Vielleicht irritiert dich dieser Titel. Mich irritierte, dass ein WC-Deckel es vermag, meine spirituelle Entwicklung aufzuzeigen. Seit 10 Jahren lebe ich nun in «meinem» Haus mit diesem WC-Deckel von einer bekannten Marke. Vor 2 Wochen beschloss ich, ihn in Rente zu schicken. Also suchte ich im Internet nach einem neuen WC-Deckel. Da gab es verschiedene Sorten; Subway 2.0, Subway 9M55S1, Subway 3.0 mit Absenkautomatik, WC-Deckel 9M55Q101. Ich führe das hier jetzt nicht weiter aus. Aber es gibt noch mehr solcher Typen an WC-Deckel.
Auch das messen von Hand der WC-Schüssel und die Masse im Internet brachten mich nicht weiter. So entschloss ich mich, mich direkt bei der Firma zu melden, bei dem der ursprüngliche WC-Deckel von der Sanitärfirma vor 10 Jahren bestellt wurde. Ich sendete ein Foto der Offerte mit Angaben und mit dem Wunsch, mir doch denselben WC-Deckel zu senden. Dies führte dann die Firma auch prompt aus.
Meine Freude war gross.
Ich musste mich nur an die «richtigen» Leute wenden und bekam mein gewünschtes Produkt.

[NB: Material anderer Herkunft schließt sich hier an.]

PR #1219, opened 2018-06-12
Fix explorer links

austinhinderer:
N/A

The URL format for antchain explorer has changed, which means links to transactions are broken in the wallet.

Adjusted the URL format, and reworked the code for handling URLs to be more generic. I will get explorer.js to 100% coverage in another PR.

Tested that updated links worked now.

There was a general refactor of how the explorer links are generated and how the data is stored.

N/A

- [x] Unit tests written?

### DIFF
--- a/app/core/explorer.js
+++ b/app/core/explorer.js
@@ -1,77 +1,41 @@
 // @flow
 import { openExternal } from './electron'
-import { EXPLORERS } from '../core/constants'
-import { isMainNetwork } from '../core/networks'
+import explorerConfig from './explorerConfig'
+import { isMainNetwork } from './networks'
+
+export const buildExplorerLink = (
+  networkId: string,
+  explorer: ExplorerType,
+  structure: string,
+  suffix: string
+) => {
+  if (Object.prototype.hasOwnProperty.call(explorerConfig, explorer)) {
+    const explorerInfo = explorerConfig[explorer]
+
+    return getExplorerBaseURL(networkId, explorer) + explorerInfo[structure] + suffix
+  }
+
+  return ''
+}
 
 export const getExplorerBaseURL = (networkId: string, explorer: ExplorerType) => {
-  let baseURL
-  if (explorer === EXPLORERS.NEO_TRACKER) {
-    if (isMainNetwork(networkId)) {
-      baseURL = 'https://neotracker.io'
-    } else {
-      baseURL = 'https://testnet.neotracker.io'
-    }
-  } else if (explorer === EXPLORERS.NEO_SCAN) {
-    if (isMainNetwork(networkId)) {
-      baseURL = 'https://neoscan.io'
-    } else {
-      baseURL = 'https://neoscan-testnet.io'
-    }
-  } else {
-    if (isMainNetwork(networkId)) {
-      baseURL = 'http://antcha.in'
-    } else {
-      baseURL = 'http://testnet.antcha.in'
-    }
-  }
-  return baseURL
-}
+  if (Object.prototype.hasOwnProperty.call(explorerConfig, explorer)) {
+    const selectedExplorer = explorerConfig[explorer]
 
-export const getExplorerTxLink = (networkId: string, explorer: ExplorerType, txId: string) => {
-  const baseURL = getExplorerBaseURL(networkId, explorer)
-
-  if (explorer === EXPLORERS.NEO_TRACKER) {
-    return `${baseURL}/tx/${txId}`
-  } else if (explorer === EXPLORERS.NEO_SCAN) {
-    return `${baseURL}/transaction/${txId}`
-  } else {
-    return `${baseURL}/tx/hash/${txId}`
+    return isMainNetwork(networkId)
+      ? selectedExplorer.mainNetwork
+      : selectedExplorer.testNetwork
   }
 }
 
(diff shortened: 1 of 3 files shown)


app/core/explorer.js
```diff
@@ -1,77 +1,41 @@
...
+import explorerConfig from './explorerConfig'
+import { isMainNetwork } from './networks'
+
+export const buildExplorerLink = (
+  networkId: string,
+  explorer: ExplorerType,
+  structure: string,
+  suffix: string
+) => {
+  if (Object.prototype.hasOwnProperty.call(explorerConfig, explorer)) {
```
evgenyboxer: Why is this needed? won't `if (!!explorerConfig[explorer]) { ... }` suffice?

app/core/explorer.js
```diff
@@ -1,77 +1,41 @@
...
-  const baseURL = getExplorerBaseURL(networkId, explorer)
-
-  if (explorer === EXPLORERS.NEO_TRACKER) {
-    return `${baseURL}/tx/${txId}`
-  } else if (explorer === EXPLORERS.NEO_SCAN) {
-    return `${baseURL}/transaction/${txId}`
-  } else {
-    return `${baseURL}/tx/hash/${txId}`
-  }
+  return ''
```
evgenyboxer: better throw an error... we want to know about this

app/core/explorerConfig.js
```diff
@@ -0,0 +1,25 @@
...
+    mainNetwork: 'https://neoscan.io/',
+    testNetwork: 'https://neoscan-testnet.io/',
+    trxLinkStructure: 'transaction/'
+  },
+  [EXPLORERS.ANT_CHAIN]: {
+    addressLinkStructure: 'address/info/',
+    assetLinkStructure: 'asset/hash/',
+    mainNetwork: 'http://antcha.in/',
+    testNetwork: 'http://testnet.antcha.in/',
+    trxLinkStructure: 'tx/hash/0x'
```
evgenyboxer: sweet!

app/core/explorer.js
austinhinderer: My personal feeling on !! is that's it's an anti-pattern. They do a similar thing in the end but I feel that the obj.hasOwnProperty code is more clear. The more verbose version is required because this is React.

app/core/explorer.js
austinhinderer: Is there an example of an error you can provide?

app/core/explorer.js
evgenyboxer: How about `explorerConfig.hasOwnProperty(explorer)` or even `(explorer in explorerConfig)`?

app/core/explorer.js
evgenyboxer: maybe something like this:

`throw new Error(`${explorer} is not a valid explorer type. Valid explorer types are: ${Object.keys(explorerConfig).join(', ')}`)`

app/core/explorer.js
austinhinderer: `explorerConfig.hasOwnProperty(explorer)` is not React compatible, which is why I used the longer syntax.

`in` will also return true if key gets found somewhere in the prototype chain, whereas Object.hasOwnProperty (like the name already tells us), will only return true if key is available on that object directly (its "owns" the property). [Citation](https://stackoverflow.com/questions/13632999/if-key-in-object-or-ifobject-hasownpropertykey)

evgenyboxer: What do you mean its not React compatible?

If you are doing a serious runtime validation, then your check is not sufficient. What would it help to know if the key just exists there? It can still fail if it doesn't adhere to a schema.
I recommend to use a schema validation, such as https://github.com/hapijs/joi. You can also write a flow type for `explorerConfig` to describe the shape.

austinhinderer: I had issues using obj.hasOwnProperty directly in React 15. They must have changed something about how objects are built for 16, but that means obj.hasOwnProperty works now.

evgenyboxer:
Waiting for QA @drptbl

drptbl:
@evgenyboxer 

Neotracker on testnet doesn't work for any transaction because it's not maintained anymore.

Antshares on mainnet last block update was 8 days ago which makes all my transactions lead to 404 pages (last transaction shown in my transaction history is from 5 days ago), example:
https://neoscan.io/transaction/706f8d22aaa1acc7be8fe64b92e453b0e88de1d4be4d27dac653bf128ecfb111
http://antcha.in/tx/hash/0x706f8d22aaa1acc7be8fe64b92e453b0e88de1d4be4d27dac653bf128ecfb111

Summary:
1. Neotracker works fine for mainnet but not for testnet
2. Antshares works fine for testnet but not for mainnet

austinhinderer:
None of those problems are the result of this change, however. There are no regressions caused by this code, so should that block the release?

drptbl:
@austinhinderer It's not blocking the release in any way. This pull request is named "Fix explorer links", so maybe it would be nice to sort out other issues with explorer links which are not working. That's why I've mentioned about other issues which are still there, so we can decide what to do next - fix them in this PR or fix them later.

evgenyboxer:
Lets merge it and open tickets for the issues @drptbl found.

Nach ein paar Tagen erhielt ich diesen WC-Deckel per Post, packte ihn mit Vorfreude aus und machte mich ran an das demontieren des alten WC-Deckels. Das war dann etwas kompliziert, da ich sehr schlecht an die Schrauben kam. Ich musste auf dem Boden seitlich liegend und mit verrenkten Armen hinter die Toilettenschüssel greifen damit ich an die Schrauben kam. Irgendwann hörte ich ein klirrendes Geräusch. Die Schraube hatte sich gelöst und viel auf den Boden. Leider konnte ich sie nicht sehen noch fand ich sie suchend mit den Händen. Sie war weg. Ich dachte mir: «Egal, ich brauche sie ja nicht mehr, diese Schraube.» Er war weg, nun konnte der neue seinen Platz einnehmen. Schachtel ausgepackt, Schrauben drauf. Ich setzte den neuen auf die Schüssel drauf. Also ich wollte. Drückte, schob, schaute. Dann ein: »Scheisse nein, das darf nicht wahr sein. So eine Scheisse aber auch.» Ich begann mich zu ärgern. Die Abstände stimmten nicht. Es war nicht der richtige WC-Deckel.
Wieder eine Email an die Firma, dann ein Telefongespräch und dann nochmals ein Foto senden der damaligen Offerte mit der Auftragsnummer und da war er; der Fehler. Es war nicht der Subway 2.0 sondern ein Subway 2.0 extra Ausführung.
Scheisse kommt in diesem Text oft vor. Irgendwann war mir dieses Scheisse und ärgern jedoch peinlich. Peinlich deshalb, weil ich mich von einem WC-Deckel aus der Ruhe bringen liess. Aus meiner Mitte. Aus meinem Frieden. Dann dachte ich mir:» Da hast du es, deine spirituelle Entwicklung. Sie scheitert an einem WC-Deckel!». Demütig nahm ich diese Erkenntnis an, dass Wissen und Praxis zwei unterschiedliche Dinge sind und sich nicht immer spielend verbinden lassen.
Deshalb übe ich mich nun in Demut im Wissen, das Wissen alleine nicht ausreicht, um zu Erkenntnissen zu kommen. Es sind die Erfahrungen verbunden mit dem Wissen was einem als Menschen spirituell wachsen lässt. Dabei kann ein einfacher WC-Deckel plötzlich ein spiritueller Lehrer sein.